The two elderly ladies who’d been on a whistle-stop tour of the capital, after spending last year’s Post Office bonds winnings on tickets to watch Riverdance (and dinner, bed and breakfast at The Savoy, they’d won good!), went home to take up ballet and ballroom dancing. The show, and its stars’ unfathomably fast legs, had inspired them to think about putting on their own dancing shoes after fifty years. The cake had given them the extra kick to sign up for lessons in their town hall.

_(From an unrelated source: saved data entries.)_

PR #5317, opened 2024-08-07
work suspension: work status conditions

a7i:
**What type of PR is this?**
/kind feature

Fixes #5118

```release-note
`API change`: Introduced `Dispatching` condition to represent the dispatching status.
```

### DIFF
--- a/pkg/controllers/execution/execution_controller.go
+++ b/pkg/controllers/execution/execution_controller.go
@@ -30,7 +30,6 @@ import (
 	"k8s.io/client-go/tools/record"
 	"k8s.io/client-go/util/retry"
 	"k8s.io/klog/v2"
-	"k8s.io/utils/ptr"
 	controllerruntime "sigs.k8s.io/controller-runtime"
 	"sigs.k8s.io/controller-runtime/pkg/builder"
 	"sigs.k8s.io/controller-runtime/pkg/client"
@@ -53,6 +52,10 @@ import (
 const (
 	// ControllerName is the controller name that will be used when reporting events.
 	ControllerName = "execution-controller"
+	// workSuspendDispatchingConditionReason is the reason for the WorkDispatching condition when dispatching is suspended.
+	workSuspendDispatchingConditionReason = "SuspendDispatching"
+	// workDispatchingConditionReason is the reason for the WorkDispatching condition when dispatching is not suspended.
+	workDispatchingConditionReason = "Dispatching"
 )
 
 // Controller is to sync Work.
@@ -94,7 +97,12 @@ func (c *Controller) Reconcile(ctx context.Context, req controllerruntime.Reques
 		return controllerruntime.Result{}, err
 	}
 
-	if ptr.Deref(work.Spec.SuspendDispatching, false) {
+	if err := c.updateWorkDispatchingConditionIfNeeded(ctx, work); err != nil {
+		klog.Errorf("Failed to update work condition type %s. err is %v", workv1alpha1.WorkDispatching, err)
+		return controllerruntime.Result{}, err
+	}
+
+	if helper.IsWorkSuspendDispatching(work) {
 		klog.V(4).Infof("Skip syncing work(%s/%s) for cluster(%s) as work dispatch is suspended.", work.Namespace, work.Name, cluster.Name)
 		return controllerruntime.Result{}, nil
 	}
@@ -209,7 +217,7 @@ func (c *Controller) syncToClusters(ctx context.Context, clusterName string, wor
 	if len(errs) > 0 {
 		total := len(work.Spec.Workload.Manifests)
 		message := fmt.Sprintf("Failed to apply all manifests (%d/%d): %s", syncSucceedNum, total, errors.NewAggregate(errs).Error())
-		err := c.updateAppliedCondition(work, metav1.ConditionFalse, "AppliedFailed", message)
+		err := c.updateAppliedCondition(ctx, work, metav1.ConditionFalse, "AppliedFailed", message)
 		if err != nil {
 			klog.Errorf("Failed to update applied status for given work %v, namespace is %v, err is %v", work.Name, work.Namespace, err)
 			errs = append(errs, err)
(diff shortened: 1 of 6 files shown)


pkg/controllers/status/work_status_controller.go
```diff
@@ -92,6 +99,11 @@ func (c *WorkStatusController) Reconcile(ctx context.Context, req controllerrunt
 		return controllerruntime.Result{}, err
 	}
 
+	c.updateWorkDispatchingCondition(ctx, work)
+	if helper.IsWorkSuspendDispatching(work) {
+		return controllerruntime.Result{}, nil
+	}
```
RainbowMango, line 105: The `SuspendDispatching` indicates whether the controller should dispatch workload to the member cluster, it does not block status collection.  The reason why naming this field instead of a simple `Suspend` is to leave room for future extensions, like some users might not want to collect status probably due to performance concerns, then we can introduce another field like `suspendStatus`.

So, in my opinion, we should remove this check.

pkg/controllers/status/work_status_controller.go
```diff
@@ -217,6 +229,10 @@ func (c *WorkStatusController) syncWorkStatus(key util.QueueKey) error {
 		return err
 	}
 
+	if helper.IsWorkSuspendDispatching(workObject) {
+		return nil
+	}
```
RainbowMango, line 234: ditto.

pkg/controllers/status/work_status_controller.go
a7i: I see. So we might as well add the condition in execution controller?

a7i: Pushed up a commit, let me know what you think!

pkg/controllers/execution/execution_controller.go
```diff
@@ -94,7 +97,12 @@ func (c *Controller) Reconcile(ctx context.Context, req controllerruntime.Reques
 		return controllerruntime.Result{}, err
 	}
 
-	if ptr.Deref(work.Spec.SuspendDispatching, false) {
+	if err := c.updateWorkDispatchingConditionIfNeeded(ctx, work); err != nil {
+		klog.Errorf("Failed to update work condition type %s. err is %v", workv1alpha1.WorkDispatching, err)
+		return controllerruntime.Result{}, err
+
```
XiShanYongYe-Chang, line 103: The lint failed for this empty line~

pkg/controllers/execution/execution_controller.go
```diff
@@ -253,8 +261,31 @@ func (c *Controller) tryCreateOrUpdateWorkload(ctx context.Context, clusterName
 	return nil
 }
 
+func (c *Controller) updateWorkDispatchingConditionIfNeeded(ctx context.Context, work *workv1alpha1.Work) error {
```
chaunceyjiang, line 264: Just a question: In addition to setting `Condition`, should we also send some `event`s?

pkg/controllers/status/work_status_controller.go
RainbowMango: > I see. So we might as well add the condition in execution controller?

Oh, yes. Thanks for the reminder, I didn't notice it yet.

pkg/controllers/execution/execution_controller.go
RainbowMango: Even if there is an event, that's the `Normal` type(Not a warning) I don't know if this event is desired.
I guess @XiShanYongYe-Chang can help track this on the umbrella issue, we can add it by another PR if there is a need.

RainbowMango (commented):
/lgtm

@XiShanYongYe-Chang @CharlesQQ Do you want to take another look?

pkg/controllers/execution/execution_controller.go
XiShanYongYe-Chang: @chaunceyjiang has mentioned adding an event at the community meeting, it's something, we can do it,  

let me track it in the umbrella issue, and do it in another pr.

XiShanYongYe-Chang (commented):
Thanks
/lgtm

pkg/controllers/execution/execution_controller.go
a7i: https://github.com/karmada-io/karmada/pull/5332

chaunceyjiang (commented):
/lgtm

pkg/controllers/execution/execution_controller.go
```diff
@@ -253,8 +261,31 @@ func (c *Controller) tryCreateOrUpdateWorkload(ctx context.Context, clusterName
...
+	newWorkDispatchingCondition := metav1.Condition{
+		Type:               workv1alpha1.WorkDispatching,
+		LastTransitionTime: metav1.Now(),
+	}
+
+	if helper.IsWorkSuspendDispatching(work) {
+		newWorkDispatchingCondition.Status = metav1.ConditionFalse
+		newWorkDispatchingCondition.Reason = workSuspendDispatchingConditionReason
+		newWorkDispatchingCondition.Message = "Work dispatching is in a suspended state."
```
chaunceyjiang, line 273: Should we record the names of the member clusters here?

XiShanYongYe-Chang: The cluster information may be obtained from the namespace of work.

chaunceyjiang: > The cluster information may be obtained from the namespace of work.

I know what you mean - if the cluster name is also present in the condition, I think it would be more intuitive.

XiShanYongYe-Chang: You have a point.
Hi @a7i, would you be willing to change it, or shall we do it separately in the next pr.

RainbowMango: Let's see if we need the cluster info in the message.

This kind of engineering fly trap, `this could be useful`. 
 In my opinion, the cluster name might be redundant. I think we can postpone it until there is more clear evidence.

RainbowMango (approved):
/approve

PR #5318, opened 2024-08-07
fix expected patch operations may be missed when AggregateStatus

### LINKED ISSUE #5285: Expected patch operations may be missed when AggregateStatus
**Background**:

Previously, we use `Patch` method to update resource template status, it is introduced in [use Patch() instead of Update() when updating workload status because error rate is too high](https://github.com/karmada-io/karmada/pull/4094).

Yet, `Patch` has two forms, that is `JSONPatchType` and `MergePatchType`, we once choose `JSONPatchType` for the reason of https://github.com/karmada-io/karmada/issues/4093#issuecomment-1768004382.

**What happened**:

When updating resource template status in `AggregateStatus` process, we get `oldStatus` from **cache** and send patch request directly to apiserver, so, here may be such extreme cases:

1. in first `Reconcile`, we got new status `{xx-field: 4}`, and finished the patch request, **supposing the cache is also updated to `{xx-field: 4}`**.
2. in second `Reconcile`, we got old status `{xx-field: 4}` and new status `{xx-field: 2}`, and finished the patch request to apiserver, however, **supposing now haven't had time to update to cache yet**.
3. in third `Reconcile`, we got old status from cache, that is still `{xx-field: 4}`, **supposing the new status is also `{xx-field: 4}`**, here is no diff filed between the old and new, so we got empty `JSONPatchType` patchBytes and keep `xx-field` unchanged.

Finally, the status is `{xx-field: 2}`, but we expect it to be `{xx-field: 4}`.

we expect patch operations not be missed when `AggregateStatus`, especially if the cache update is not timely.

Appear occasionally, but it is difficult to reproduce.

* this problem appeared twice in latest week.
* related failed CI log: https://github.com/karmada-io/karmada/issues/5136#issuecomment-2255391438

**Environment**:
- Karmada version: latest
- kubectl-karmada or karmadactl version (the result of `kubectl-karmada version` or `karmadactl version`): latest
- Others:

chaosi-zju:
**What type of PR is this?**

/kind bug

fix expected patch operations may be missed when AggregateStatus, this PR includes:

* reduce the probability of update conflicts by avoiding read data from the client cache.
* make the operations to `Get` and `Update` resources template as close as possible.
* replace `Patch` with `Update` when update resource status.

Fixes #5285

```release-note
`karmada-controller-manager`: Fixed the issue that status aggregation against the resource template might be missed due to slow cache sync.
```


chaosi-zju:
I will fix the UT failure later as soon.

pkg/controllers/status/common.go
```diff
@@ -105,43 +106,53 @@ func updateResourceStatus(
...
-	patchBytes, err := helper.GenReplaceFieldJSONPatch("/status", oldStatus, newStatus)
-	if err != nil {
-		klog.Errorf("Failed to gen patch bytes for resource(%s/%s/%s, Error: %v", gvr, resource.GetNamespace(), resource.GetName(), err)
-		return err
-	}
-
-	_, err = dynamicClient.Resource(gvr).Namespace(resource.GetNamespace()).
-		Patch(ctx, resource.GetName(), types.JSONPatchType, patchBytes, metav1.PatchOptions{}, "status")
-	if err != nil {
+	if _, err = dynamicClient.Resource(gvr).Namespace(resource.GetNamespace()).UpdateStatus(ctx, newObj, metav1.UpdateOptions{}); err != nil {
```
chaunceyjiang, line 149: I'm not very clear, why would using update be less prone to conflicts than using patch?

chaosi-zju:
> I will fix the UT failure later as soon.

the ut failure rely on the PR #5324

pkg/controllers/status/common.go
chaosi-zju: Previously, the root cause of conflicts is that we get RT (resource template) from cache, and that cache may not be updated in time (Now we get RT directly from apiserver to reduce the probability conflicts).

The number of conflicts has nothing to do with using `update` or `patch`, the difference is only that `patch` ignore conflict, while `update` will retry on conflict.

I replace `patch` with `update` is just I think `update` is more elegant, for `patch` will let apiserver always write etcd, while `update` will avoid write when `resourceVersion` is equal.

whitewindmills, line 149: use `retry.RetryOnConflict`?

chaosi-zju: hi @whitewindmills. do you mean you prefer following code?

```go
var resource *unstructured.Unstructured
if err = retry.RetryOnConflict(retry.DefaultRetry, func() error {
	// get resource template directly from apiserver, rather than informer cache, detail refers to:
	// https://github.com/karmada-io/karmada/issues/5285
	resource, err = dynamicClient.Resource(gvr).Namespace(objRef.Namespace).Get(ctx, objRef.Name, metav1.GetOptions{})
	if err != nil {
			// It might happen when the resource template has been removed but the garbage collector hasn't removed
			// the ResourceBinding which dependent on resource template.
			// So, just return without retry(requeue) would save unnecessary loop.
			return nil
		}
		klog.Errorf("Failed to fetch resource(%s/%s) for resourceBinding. Error: %v.", resource.GetNamespace(), resource.GetName(), err)
		return err
	}

	newObj, err := interpreter.AggregateStatus(resource, bindingStatus.AggregatedStatus)
	if err != nil {
		klog.Errorf("Failed to aggregate status for resource(%s/%s/%s), Error: %v", gvr, resource.GetNamespace(), resource.GetName(), err)
		return err
	}

	if reflect.DeepEqual(resource, newObj) {
		klog.V(3).Infof("Ignore update resource(%s/%s/%s) status as up to date.", gvr, resource.GetNamespace(), resource.GetName())
		return nil
	}

	if _, err = dynamicClient.Resource(gvr).Namespace(resource.GetNamespace()).UpdateStatus(ctx, newObj, metav1.UpdateOptions{}); err != nil {
		klog.Errorf("Failed to update resource(%s/%s/%s), Error: %v", gvr, resource.GetNamespace(), resource.GetName(), err)
		return err
	}
	return nil
}); err != nil {
	eventRecorder.Event(resource, corev1.EventTypeWarning, events.EventReasonAggregateStatusFailed, err.Error())
	return err
}

eventRecorder.Event(resource, corev1.EventTypeNormal, events.EventReasonAggregateStatusSucceed, "Update Resource with AggregatedStatus successfully.")
klog.V(3).Infof("Update resource(%s/%s/%s) status successfully.", gvr, resource.GetNamespace(), resource.GetName())
```

whitewindmills: not exactly. `retry.RetryOnConflict` should start after `interpreter.AggregateStatus` because `interpreter.AggregateStatus` may be very time consuming, which causes `resource` to expire.

pkg/controllers/status/common.go
```diff
@@ -105,43 +106,53 @@ func updateResourceStatus(
...
 	if err != nil {
-		klog.Errorf("Failed to aggregate status for resource(%s/%s/%s, Error: %v", gvr, resource.GetNamespace(), resource.GetName(), err)
+		klog.Errorf("Failed to aggregate status for resource(%s/%s/%s), Error: %v", gvr, resource.GetNamespace(), resource.GetName(), err)
 		return err
 	}
 
-	oldStatus, _, _ := unstructured.NestedFieldNoCopy(resource.Object, "status")
-	newStatus, _, _ := unstructured.NestedFieldNoCopy(newObj.Object, "status")
-	if reflect.DeepEqual(oldStatus, newStatus) {
+	if reflect.DeepEqual(resource, newObj) {
```
whitewindmills, line 144: why do you make this change? it is indeed cheaper to just compare the status, and this can eliminate the interference of irrelevant fields.

pkg/util/helper/workstatus.go
```diff
@@ -246,18 +240,37 @@ func GetManifestIndex(manifests []workv1alpha1.Manifest, clusterObj *unstructure
 	return -1, fmt.Errorf("no such manifest exist")
 }
 
-func equalIdentifier(targetIdentifier *workv1alpha1.ResourceIdentifier, ordinal int, workload *unstructured.Unstructured) (bool, error) {
-	groupVersion, err := schema.ParseGroupVersion(workload.GetAPIVersion())
+// getManifestIndex gets the index of clusterObj in manifest list, if not exist return -1.
+func getManifestIndex(manifests []workv1alpha1.Manifest, objRef workv1alpha2.ObjectReference) (int, error) {
```
whitewindmills, line 244: I don't recommend adding such a tool function, it seems very redundant.

pkg/controllers/status/common.go
whitewindmills: it is recommended to use `helper.UpdateStatus` to update the status.
https://github.com/karmada-io/karmada/blob/5a10d758280c51a8ffe7a279816b08cbd0df14cb/pkg/util/helper/workstatus.go#L78-L85

pkg/controllers/status/common.go
chaosi-zju: These lines are a rollback to the previous code, but what you're saying makes more sense

pkg/util/helper/workstatus.go
chaosi-zju: but `GetManifestIndex` is also used by `work_status_controller` and has different `function parameter`

pkg/controllers/status/common.go
chaosi-zju: Supposing I have a CRD `XxxDeployment`, its status like: {"a": 1, "b": 1}

filed `b` is controller by resource interpreter `AggregatedStatus`, and is changed from 1 to 2: {"a": 1, "b": 2}

when I run to `UpdateStatus` function, here happens:

field `a` is controlled by my customized controller, and is change from 1 to 2, {"a": 2, "b": 1}

here conflicts occurs, the `XxxDeployment` is out-dated, I should get latest `XxxDeployment` and re-run `AggregatedStatus`.

What do you think of this thing, since `AggregateStatus(oldResource, aggregatedStatusItems)` is deifned by users, we cannot assume that all types of resources are completely covered by latest binding.

pkg/util/helper/workstatus.go
whitewindmills: maybe such arg `objRef workv1alpha2.ObjectReference` is not wanted.

pkg/controllers/status/common.go
whitewindmills: > field a is controlled by my customized controller, and is change from 1 to 2, {"a": 2, "b": 1}

I don't understand why this scenario exists, and I have never seen such usage. since the user chooses to use the `AggregatedStatus`, the control of the status should be fully handed over to `AggregatedStatus`. so I think your worries are unnecessary.

chaosi-zju: What I want to express is, resource interpreter `AggregateStatus(oldResource, aggregatedStatusItems)` is controlled by two args `oldResource` and `aggregatedStatusItems`, when conflicts, it means `oldResource` is updated, then the output of `AggregateStatus` may be different.

According to your statement, it seems to be assuming that output depends entirely on the `aggregatedStatusItems`, then this resource interpreter shouldn't have two args.

Supposing I have a CRD `XxxDeployment`, its status like: {"a": 1, "b": 1}, however, the field `status.a`  is rely on `spec.c` field, while `spec.c` field is updated by users...

whitewindmills: lol, so vexing. anyway, I'm sold.

> interpreter.AggregateStatus may be very time consuming, which causes resource to expire.

do you have any idea to resolve it?

chaosi-zju: /cc hi @XiShanYongYe-Chang, JunHua has the same point, what do you think now?

XiShanYongYe-Chang: I have been persuaded that it is better not to use retry.

chaosi-zju:
new failure found: https://github.com/karmada-io/karmada/pull/5338#issuecomment-2283008790

pkg/util/helper/workstatus.go
chaosi-zju: hi, can you check again? I I choose to reuse a new parameter.

pkg/controllers/status/common.go
chaosi-zju: hi, now, we get resource directly from apiserver and normally only this controller would change its status, so almost impossible conflict. even if there is a conflict, we can perform the reconcile again, no need to use `RetryOnConflict`.

whitewindmills: > and normally only this controller would change its status

I agree.

> so almost impossible conflict

you cannot guarantee that user controllers won't frequently change their resources, maybe `spec` or `metadata` things. anyway, we can make the update as efficient as possible with `retry.RetryOnConflict` .

> do we still need to stick on this comment?

no, it's up to you. even if you don't take my advice, it's acceptable to me.

chaosi-zju: I got another point, that is, we can't re-use `operationResult, err = UpdateStatus(ctx, c, binding, func() error` such code, since the inner client is `client.Client`, which re-fetch resource from cache, we should use `dynamicClient`.

using `retry.RetryOnConflict` is ok, but since there are no reusable `UpdateStatus` functions, the final code style may still be like this: https://github.com/karmada-io/karmada/pull/5318#discussion_r1709326892, then so that we don't have to trapped in whether need call `interpreter.AggregateStatus` once again.

pkg/util/helper/workstatus.go
```diff
@@ -227,37 +222,44 @@ func assembleWorkStatus(works []workv1alpha1.Work, workload *unstructured.Unstru
 	return statuses, nil
 }
 
+// ManifestObject identifies an object in manifest list
+type ManifestObject struct {
```
RainbowMango, line 226:
```suggestion
type ManifestReference struct {
```

pkg/controllers/status/common.go
```diff
@@ -105,43 +108,63 @@ func updateResourceStatus(
...
-	oldStatus, _, _ := unstructured.NestedFieldNoCopy(resource.Object, "status")
-	newStatus, _, _ := unstructured.NestedFieldNoCopy(newObj.Object, "status")
-	if reflect.DeepEqual(oldStatus, newStatus) {
-		klog.V(3).Infof("Ignore update resource(%s/%s/%s) status as up to date.", gvr, resource.GetNamespace(), resource.GetName())
-		return nil
-	}
+	resource := &unstructured.Unstructured{}
+	if err = retry.RetryOnConflict(retry.DefaultRetry, func() error {
+		// get resource template directly from apiserver, rather than informer cache, detail refers to:
+		// https://github.com/karmada-io/karmada/issues/5285
```
RainbowMango, line 129:
```suggestion
		// Fetch resource template from karmada-apiserver instead of informer cache, to avoid retry due to
		// resource conflict which often happens, especially with a huge amount of resource templates and
		// the informer cache doesn't sync quickly enough.
		// For more details refer to https://github.com/karmada-io/karmada/issues/5285.
```

pkg/controllers/status/common.go
```diff
@@ -105,43 +108,63 @@ func updateResourceStatus(
...
+		resource, err = dynamicClient.Resource(gvr).Namespace(objRef.Namespace).Get(ctx, objRef.Name, metav1.GetOptions{})
+		if err != nil {
+			if apierrors.IsNotFound(err) {
+				// It might happen when the resource template has been removed but the garbage collector hasn't removed
+				// the ResourceBinding which dependent on resource template.
+				// So, just return without retry(requeue) would save unnecessary loop.
+				return nil
+			}
+			klog.Errorf("Failed to fetch resource(%s/%s) for resourceBinding. Error: %v.", resource.GetNamespace(), resource.GetName(), err)
```
RainbowMango, line 138:
```suggestion
			klog.Errorf("Failed to fetch resource template(%s/%s). Error: %v.", resource.GetNamespace(), resource.GetName(), err)
```

pkg/controllers/status/common.go
```diff
@@ -105,43 +108,63 @@ func updateResourceStatus(
...
+		}
 
-	patchBytes, err := helper.GenReplaceFieldJSONPatch("/status", oldStatus, newStatus)
-	if err != nil {
-		klog.Errorf("Failed to gen patch bytes for resource(%s/%s/%s, Error: %v", gvr, resource.GetNamespace(), resource.GetName(), err)
-		return err
-	}
+		newObj, err := interpreter.AggregateStatus(resource, bindingStatus.AggregatedStatus)
+		if err != nil {
+			klog.Errorf("Failed to aggregate status for resource(%s/%s/%s), Error: %v", gvr, resource.GetNamespace(), resource.GetName(), err)
```
RainbowMango, line 144:
```suggestion
			klog.Errorf("Failed to aggregate status for resource template(%s/%s/%s), Error: %v", gvr, resource.GetNamespace(), resource.GetName(), err)
```

pkg/controllers/status/common.go
RainbowMango: In addition, add gvr to the log.

pkg/controllers/status/common.go
```diff
@@ -105,43 +108,63 @@ func updateResourceStatus(
...
+				// It might happen when the resource template has been removed but the garbage collector hasn't removed
+				// the ResourceBinding which dependent on resource template.
+				// So, just return without retry(requeue) would save unnecessary loop.
+				return nil
+			}
+			klog.Errorf("Failed to fetch resource(%s/%s) for resourceBinding. Error: %v.", resource.GetNamespace(), resource.GetName(), err)
+			return err
+		}
 
-	patchBytes, err := helper.GenReplaceFieldJSONPatch("/status", oldStatus, newStatus)
```
RainbowMango, line 133: Why not remove the unused `GenReplaceFieldJSONPatch` function?

pkg/controllers/status/common.go
chaosi-zju: ok, this line I finally changed to: 

```go
klog.Errorf("Failed to fetch resource template(%s/%s/%s), Error: %v.", gvr, objRef.Namespace, objRef.Name, err)
```

I found that if err is not nil, that `resource` may be nil, so I use `objRef.Name` to print log.

pkg/util/helper/workstatus_test.go
```diff
@@ -192,7 +192,9 @@ func TestGetManifestIndex(t *testing.T) {
 	}
 
 	t.Run("Service", func(t *testing.T) {
-		index, err := GetManifestIndex(manifests, service)
+		manifestObj := ManifestReference{APIVersion: service.GetAPIVersion(), Kind: service.GetKind(),
```
RainbowMango, line 195: ditto.

RainbowMango (commented):
Just some nits, otherwise LGTM

pkg/controllers/status/work_status_controller.go
```diff
@@ -390,7 +390,9 @@ func (c *WorkStatusController) reflectStatus(ctx context.Context, work *workv1al
 }
 
 func (c *WorkStatusController) buildStatusIdentifier(work *workv1alpha1.Work, clusterObj *unstructured.Unstructured) (*workv1alpha1.ResourceIdentifier, error) {
-	ordinal, err := helper.GetManifestIndex(work.Spec.Workload.Manifests, clusterObj)
+	manifestObject := helper.ManifestReference{APIVersion: clusterObj.GetAPIVersion(), Kind: clusterObj.GetKind(),
```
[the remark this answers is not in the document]
chaosi-zju: you are right, pretty thanks

chaosi-zju:
hi, thanks everybody, do you have any further comments? If you have any other suggestions, please let me know~

RainbowMango:
cc @lxtywypc @whitewindmills @zach593 Any comments?

whitewindmills (commented):
/lgtm

zach593:
lgtm 🎉

RainbowMango (approved):
/approve
Glad that we reached an agreement. Thanks @whitewindmills @zach593 for the review, you input gives us confidence.

PR #5324, opened 2024-08-08
repair the test for rb status controller

chaosi-zju:
**What type of PR is this?**

/kind failing-test

repair the test for rb status controller:

In the UT of `RBStatusController`, here is a fake client, as:

```go
c.Client = fake.NewClientBuilder().WithScheme(gclient.NewSchema()).Build(),
```

the ut function wants to preset some resource by the fake client, such as:

```go
if err := c.Client.Create(context.Background(), binding); err != nil {
    t.Fatalf("Failed to create binding: %v", err)
}
```

then it wants to update the status of that resource, such as:

```go
if err := c.Client.Status().Update(context.Background(), binding); err != nil {
    t.Fatalf("Failed to update status of binding: %v", err)
}
```

Actually, the update function will failed with `Error: resourcebindings.work.karmada.io "binding" not found`.

the preset resource doesn't have subresource `status`, so update status will failed, a feasible way is like:

```go
c.Client = fake.NewClientBuilder().WithScheme(gclient.NewSchema()).WithObjects(binding).WithStatusSubresource(binding).Build()
```

Fixes #

```release-note

```

### DIFF
--- a/pkg/controllers/status/crb_status_controller_test.go
+++ b/pkg/controllers/status/crb_status_controller_test.go
@@ -34,6 +34,7 @@ import (
 	"sigs.k8s.io/controller-runtime/pkg/client/fake"
 
 	workv1alpha2 "github.com/karmada-io/karmada/pkg/apis/work/v1alpha2"
+	"github.com/karmada-io/karmada/pkg/resourceinterpreter/default/native"
 	"github.com/karmada-io/karmada/pkg/util/fedinformer/genericmanager"
 	"github.com/karmada-io/karmada/pkg/util/gclient"
 )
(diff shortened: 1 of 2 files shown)


pkg/controllers/status/crb_status_controller_test.go
```diff
@@ -100,6 +101,7 @@ func TestCRBStatusController_Reconcile(t *testing.T) {
 				ObjectMeta: metav1.ObjectMeta{
 					Name:              "binding",
 					Namespace:         "default",
+					Finalizers:        []string{"test"},
```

And then there was the bonus footage, which had definitely scored them Amber Magnolia’s aforementioned Brownie points. The three girls in the original carriage had miraculously ceased their tireless tapping (they’d been airbrushing their plethora of social media profiles) and posted their presence to the worldau naturelinstead. Carmen’s cavorting – which had only happened because of the Cake Fairies grand entrée on the Tube – had woven its own inexplicable magic.

“But I thought all she wanted us to do was get noses away from screens,” said Annabelle, flummoxed at their impact on humankind already, almost completely taking back her earlier tempestuous words.

“I guess this is what happens when brain space is freed to get creative again, to listen to impulses; to do and to be in the moment.” Polly dabbed away at her teary eyes.

Annabelle couldn’t help but inwardly grin at the irony of that statement spilling from Polly’s lips.